Teaching Outside the Classroom – Part Two
by John Morrell
Graduate Teaching Fellow, CFT
On April 5, 2011, the Center for Teaching hosted a “Conversation on Teaching” on the topic of “Teaching Outside the Classroom.” This is the second installment of a two-part blog post covering the observations made by two panelists – Steve Baskauf from Biology and David Furbish from Earth and Environmental Sciences – as they reflected on their experiences teaching courses that involve a field component.
Professor of Earth and Environmental Sciences David Furbish discussed an upper-level course he teaches in geomorphology. Professor Furbish argued for the inherent interest that geology seems to provoke – this is a course about how the landscape that we see evolves, and therefore a naturally compelling topic. Furbish’s courses are smaller than Baskauf’s, with 12 students and one TA. As an upper-level course, the students all have some background in EES.
Furbish focused on the task of balancing formality and informality and guiding students towards target topics. He reflected on the important steps of designing a meaningful field experience:
- Set up the field trip as a research project.
- Develop relevant concepts in class (i.e. hill-slope evolution).

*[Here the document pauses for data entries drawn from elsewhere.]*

PR #4458, opened 2024-08-13
chore: fix type errors in test files during dev

cardoso:
This makes sure vscode picks up vitest/globals.

### DIFF
--- a/packages/@lwc/errors/src/__tests__/errors.spec.ts
+++ b/packages/@lwc/errors/src/__tests__/errors.spec.ts
@@ -22,6 +22,8 @@ interface CustomMatchers<R = unknown> {
     toBeInRange: (range: { min: number; max: number }, key: string) => R;
 }
 
+import 'vitest';
+
 declare module 'vitest' {
     interface Assertion<T = any> extends CustomMatchers<T> {}
     interface AsymmetricMatchersContaining extends CustomMatchers {}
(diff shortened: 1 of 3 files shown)


packages/@lwc/errors/src/__tests__/errors.spec.ts
```diff
@@ -22,6 +22,8 @@ interface CustomMatchers<R = unknown> {
     toBeInRange: (range: { min: number; max: number }, key: string) => R;
 }
 
+import 'vitest';
```
cardoso, line 25: This is actually needed for the augmentation to work...

scripts/rollup/rollup.config.js
```diff
@@ -60,6 +60,7 @@ function sharedPlugins() {
     return [
         typescript({
             tsconfig: path.join(packageRoot, 'tsconfig.json'),
+            exclude: ['**/__tests__/**'],
```
nolanlawson, line 63: Right, because we still need typechecking in `__tests__`, we just don't want to do anything with it during the Rollup step.

packages/@lwc/errors/src/__tests__/errors.spec.ts
nolanlawson: Let's move this up to the top of the file. I'm surprised this doesn't fail the linter.

nolanlawson (approved):
I have a nitpick about the location of the `import`, but I don't think it's important enough to block this PR. Appreciate the help, thank you!! ❤️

- Conduct a theoretical examination of the issue in class long before going into the field. Students should have a sense of what the field trip is going to be about before they go.
- At least two weeks before heading into the field, develop the rudiments of basic hypotheses. At this point the instructor should give details about the field site so that students know what to expect.

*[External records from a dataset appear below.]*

PR #4468, opened 2024-08-20
perf(template-compiler): static-optimize on event listener object

### LINKED ISSUE #4467: Static-optimize `on` event listener object
Consider how components with event listeners are compiled.

Input:

```html
<button
  onclick={onClick}
  ontouchstart={onTouchStart}
  onpointerdown={onPointerDown}
></button>
```

Output:

```js
  // ...
  const {_m0, _m1, _m2, _m3, _m4, _m5} = $ctx;
  // ...
  return [api_static_fragment($fragment1, 1, [api_static_part(0, {
    on: {
      "click": _m3 || ($ctx._m3 = api_bind($cmp.onClick)),
      "touchstart": _m4 || ($ctx._m4 = api_bind($cmp.onTouchStart)),
      "pointerdown": _m5 || ($ctx._m5 = api_bind($cmp.onPointerDown))
    }
  }, null)])];
```

... You can notice that we cache the individual listeners (`onClick`, etc.) on the `$ctx` object, because the listeners never change after the component is mounted. However, it's kind of excessive to cache them all individually, when we can cache the entire `on` object instead.

This should have some small perf benefit since we aren't re-creating the `on` object over and over again, and because we are doing one cache lookup instead of multiple.

cardoso:
## Details

I'm still getting familiar with the codebase. Hopefully this makes sense. 🤞 

Closes #4467 

## GUS work item

[W-16535749](https://gus.lightning.force.com/lightning/r/ADM_Work__c/a07EE00001zKvCxYAK/view)


packages/@lwc/template-compiler/src/codegen/codegen.ts
```diff
@@ -402,7 +402,22 @@ export default class CodeGen {
...
+            t.logicalExpression(
+                '||',
+                t.memberExpression(t.identifier(TEMPLATE_PARAMS.CONTEXT), onObjectId),
+                t.assignmentExpression(
+                    '=',
+                    t.memberExpression(t.identifier(TEMPLATE_PARAMS.CONTEXT), onObjectId),
+                    listenerObjectAST
+                )
+            )
+        );
```
cardoso, line 420: This is the actual change

cardoso, line 420: This is the change

packages/@lwc/template-compiler/src/codegen/codegen.ts
```diff
@@ -397,12 +397,25 @@ export default class CodeGen {
         );
         const listenerObjectAST = objectToAST(listenerObj, (key) => {
             const componentHandler = this.bindExpression(listenerObj[key].handler);
-            const handler = this.genBind(componentHandler);
-
-            return memorizeHandler(this, componentHandler, handler);
```
cardoso, line 402: I'm guessing we don't need to memorize each handler, so I removed it.

packages/@lwc/template-compiler/src/codegen/codegen.ts
```diff
@@ -397,12 +397,21 @@ export default class CodeGen {
...
+        const onObjectId = this.getMemorizationId();
+
+        // Cache the `on` object on the `$ctx` object
+        return t.property(
+            t.identifier('on'),
+            t.assignmentExpression(
+                '||=',
+                t.memberExpression(t.identifier(TEMPLATE_PARAMS.CONTEXT), onObjectId),
+                listenerObjectAST
+            )
```
cardoso, line 413: Or assignment generates less code. It's available since chrome 85.

Is this fine? Or should I stick with short circuit (chrome 1)?

packages/@lwc/template-compiler/src/__tests__/fixtures/dynamic-components/valid/attributes/expected.js
```diff
@@ -12,11 +12,9 @@ function tmpl($api, $cmp, $slotset, $ctx) {
...
       slotAssignment: "slotName",
       key: 0,
-      on:
-        $ctx._m0 ||
-        ($ctx._m0 = {
-          click: api_bind($cmp.handleClick),
-        }),
+      on: ($ctx._m0 ||= {
+        click: api_bind($cmp.handleClick),
+      }),
```
cardoso, line 17: or short circuit vs or assignment

packages/@lwc/template-compiler/src/codegen/codegen.ts
```diff
@@ -392,17 +392,32 @@ export default class CodeGen {
...
 
     genEventListeners(listeners: EventListener[]) {
-        const listenerObj = Object.fromEntries(
-            listeners.map((listener) => [listener.name, listener])
-        );
+        const listenerObj: Record<string, EventListener> = {};
+        for (const listener of listeners) {
+            listenerObj[listener.name] = listener;
+        }
+
```
cardoso, line 399: Object.fromEntries + map is known to be slower than for loop for constructing objects. This may help if there's a ton of listeners.

nolanlawson:
Thanks a bunch for this PR!! Just wanted to let you know what we're a little slammed, but I will take a look this week. 👀

packages/@lwc/template-compiler/src/codegen/codegen.ts
nolanlawson: Template compiler perf is not a huge concern right now, but I appreciate thinking about it!

packages/@lwc/template-compiler/src/codegen/helpers.ts
```diff
@@ -88,30 +84,6 @@ export function hasIdAttribute(node: Node): boolean {
...
-    componentHandler: t.Expression,
-    handler: t.Expression
-): t.Expression {
-    // #439 - The handler can only be memorized if it is bound to component instance
-    const id = getMemberExpressionRoot(componentHandler as t.MemberExpression);
-    const shouldMemorizeHandler = !codeGen.isLocalIdentifier(id);
-
-    // Apply memorization if the handler is memorizable.
-    //   $cmp.handlePress -> _m1 || ($ctx._m1 = b($cmp.handlePress))
-    if (shouldMemorizeHandler) {
```
nolanlawson, line 102: The original code has a `shouldMemorizeHandler` check here. The goal is to prevent memoization in cases where the listener is referenced in a scope outside of the component scope, e.g. inside of a `for:each:

https://github.com/salesforce/lwc/blob/39af4df1fd18d2d4835fcc532795b9b65e1ba23b/packages/%40lwc/template-compiler/src/__tests__/fixtures/regression/handler-memoization/actual.html#L4-L9

In this case, we can't memoize the `onclick` (or `on`) because `task` may change between renders.

This behavior is a bit subtle, so I added a new test in a separate PR: #4480

nolanlawson: I think for the purposes of this PR we can just check if every listener in the `listenerObjectAST` is memoizable. If a single one is not memoizable, then we can bail out of the optimization for the entire `on` object.

nolanlawson (changes requested):
This is looking really great in general! Most of the snapshots look exactly right, and the Karma tests are still passing.

The only issue I found is the edge case of binding to variables defined within `for:each` loops. We need to handle those so that re-defining the event listeners works correctly (see comment above).

Thanks a bunch for this PR!! Much appreciated. 🙏

nolanlawson:
Also, this PR seems to have _just_ nudged us below the 95% target code coverage threshold. Opened a PR that should hopefully help bump it back up: https://github.com/salesforce/lwc/pull/4482

cardoso:
@nolanlawson the test in #4480 is very helpful. Thanks!

PS: I copied here in order to validate locally since it wasn't merged yet.

packages/@lwc/template-compiler/src/__tests__/fixtures/regression/handler-memoization/expected.js
```diff
@@ -22,9 +22,11 @@ function tmpl($api, $cmp, $slotset, $ctx) {
...
         0,
         {
-          on: {
-            click: _m1 || ($ctx._m1 = api_bind($cmp.create)),
-          },
+          on:
+            _m1 ||
+            ($ctx._m1 = {
+              click: api_bind($cmp.create),
+            }),
```
cardoso, line 29: This looks good now that task.delete is not memoized, but I think we should also test multiple handlers of different scopes on the same element inside a loop.

I'm not sure whether to create a new fixture or edit this one to add a $cmp scoped listener to the [X] button.

I guess a karma test would be nice if it's possible to reproduce the behavior mentioned here (it could be added to #4480): https://github.com/salesforce/lwc/pull/4468/files#r1728035122

> Upon reflection, the above would be a breaking change. If an element has mixed event listeners accessing different scopes, e.g.:
```html
<button onclick={task.delete} ontouchstart={foo}></button>
```
> ... then the foo listener would get re-bound on every render, potentially changing the behavior in an observable way.

packages/@lwc/template-compiler/src/__tests__/fixtures/regression/handler-memoization/expected.js
```diff
@@ -40,6 +42,7 @@ function tmpl($api, $cmp, $slotset, $ctx) {
             {
               on: {
                 click: api_bind(task.delete),
+                touchstart: _m2 || ($ctx._m2 = api_bind($cmp.foo)),
               },
```
cardoso, line 46: I changed the fixture to include a global listener:

```
<button onclick={task.delete} ontouchstart={foo}></button>
```

Hopefully this is correct. If not, at least I think it's getting close.

packages/@lwc/template-compiler/src/codegen/codegen.ts
```diff
@@ -378,31 +378,73 @@ export default class CodeGen {
...
+                    t.memberExpression(t.identifier(TEMPLATE_PARAMS.CONTEXT), memoizedId),
+                    expr
+                )
+            );
+        };
+
+        const listenerObjAST = objectToAST(
+            listenerObj,
+            hasLocalListeners
+                ? // If there are local listeners, we need to memoize individual handlers
```
nolanlawson, line 427:
```suggestion
                ? // If there are local listeners, we need to memoize individual non-local handlers
```

packages/@lwc/template-compiler/src/__tests__/fixtures/regression/handler-memoization/expected.js
nolanlawson: The fixture tests are good for a quick sniff check, but I'd really prefer a Karma test here to confirm that the behavior remains the same, yeah.

For the above `packages/@lwc/integration-karma/test/events/memoization/index.spec.js`, we could add a third test with a mix of 1) local and 2) non-local event listeners on the same element, and then confirm that they behave differently.

packages/@lwc/template-compiler/src/codegen/codegen.ts
```diff
@@ -378,31 +378,73 @@ export default class CodeGen {
...
+
+            if (isLocal) {
+                hasLocalListeners = true;
+            }
 
-        return t.property(t.identifier('on'), listenerObjectAST);
+            listenerObj[name] = { handler: this.genBind(componentHandler), isLocal };
+        }
+
+        const memoize = (expr: t.Expression) => {
```
nolanlawson, line 411:
```suggestion
        // Individually memoize a non-local event handler
        // Example input: <template for:each={list} for:item="task">
        //                  <button [...] ontouchstart={foo}>[X]</button>
        //                </template>
        // Output: [...] touchstart: _m2 || ($ctx._m2 = api_bind($cmp.foo))
        const memoize = (expr: t.Expression) => {
```

nolanlawson (changes requested):
Looking great to me. I'd just love to see another Karma test added and then I'd say :shipit: 

We should get #4480 merged first to avoid merge conflicts.

Thank you very much!! 🙇

packages/@lwc/template-compiler/src/codegen/codegen.ts
```diff
@@ -378,31 +378,73 @@ export default class CodeGen {
...
+                  //          <button onclick={create}>New</button>
+                  //        </template>
+                  // Output: _m1 || ($ctx._m1 = { click: api_bind($cmp.create) })
+                  (k) => listenerObj[k].handler
+        );
+
+        return t.property(
+            t.identifier('on'),
+            hasLocalListeners ? listenerObjAST : memoize(listenerObjAST)
+        );
```
nolanlawson, line 447: Rather than checking `hasLocalListeners` twice and using ternary conditionals each time, I think the logic would be more readable with a more simple:

```js
if (hasLocalListeners) {
  // ...
} else {
  // ...
}
```

nolanlawson:
The improvement is not as much as I'd hoped, but it's definitely there! Looks to be ~0.5%-2% depending on the benchmark.

Screenshot 2024-08-30 at 1 56 26 PM

Screenshot 2024-08-30 at 2 25 47 PM

packages/@lwc/integration-karma/test/events/memoization/index.spec.js
```diff
@@ -46,4 +47,35 @@ describe('deep listener', () => {
...
+        elm.mainLogger = {
+            onFocus: () => window.clickBuffer.push('focus2'),
+            onBlur: () => window.clickBuffer.push('blur2'),
+        };
+        await Promise.resolve();
+        elm.shadowRoot.querySelector('button').click();
+        elm.shadowRoot.querySelector('button').focus();
+        elm.shadowRoot.querySelector('button').blur();
+        expect(window.clickBuffer).toEqual([1, 'focus', 'blur', 2, 'focus', 'blur']);
+    });
```
cardoso, line 80: @nolanlawson here's the test for memoization with mixed scope handlers. This is the intended behavior right?

packages/@lwc/template-compiler/src/__tests__/fixtures/regression/handler-memoization/expected.js
cardoso: Added the test (x/mixed). I believe it's correct, but feel free to tweak it otherwise.

packages/@lwc/integration-karma/test/events/memoization/index.spec.js
```diff
@@ -46,4 +47,28 @@ describe('deep listener', () => {
...
+        expect(window.clickBuffer).toEqual([1, 'foo']);
+
+        elm.loggers = [{ id: 2, onClick: () => window.clickBuffer.push(2) }];
+        elm.mainLogger = {
+            onChange: () => window.clickBuffer.push('bar'),
+        };
+        await Promise.resolve();
+        elm.shadowRoot.querySelector('input').click();
+        expect(window.clickBuffer).toEqual([1, 'foo', 2, 'foo']);
+    });
```
cardoso, line 73: @nolanlawson here's the test for listeners with mixed local & non-local scopes in a single element.

cardoso (commented):
@nolanlawson here's the test for listeners with mixed local & non-local scopes in a single element.

I'll need to send my computer for repair this week, so please take over if I missed anything.

Thank you!

packages/@lwc/integration-karma/test/events/memoization/index.spec.js
nolanlawson: Beautiful, this test is 💯

nolanlawson (approved):

nolanlawson:
Thanks again! This is fantastic work. 🥇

- In the field, focus on the things that you’ve agreed to focus on and let the other stuff be icing on the cake.
As an example of the icing on the cake, Furbish pulled an acorn cap out of his pocket and cupped it in front of his mouth, producing a startlingly loud whistle. Furbish has developed a tradition of teaching students how to whistle through an acorn cap, often making a connection to the Vanderbilt’s oak leaf and acorn logo when he teaches students this trick. He also described making dirt-worms with his students. Arguing for the importance of showing students that faculty still see the wonder in their work, Furbish strives to cultivate an instructional personality in the field that he describes as “geeky-cool.” Asked how he creates teaching moments in the field, Furbish responded, “With a big, booming voice.” He stressed the performative aspects of teaching in the field – “there’s just something about being really animated.”
Teaching in the field gives instructors the opportunity to get to know their students in greater depth – in terms of how they see the world differently from how the instructor sees the world. This insight into student world-views can help the instructor to better communicate the concepts of the course. Furbish also pointed to the group bonding and community building that happens with field experiences — seniors in EES can readily recount their favorite field trips.
Throughout the conversation, Furbish stressed the importance of good communication so that students know what to expect. Furbish emphasized that not providing adequate information to students on the front end can cause problems. The conceptual and logistical framework needs to be in place to make field-trips a positive experience for the students.
Furbish left the audience with two final pieces of advice: pack a backpack with extra sets of warm clothes, and bring along a couple bags of snickers for your students.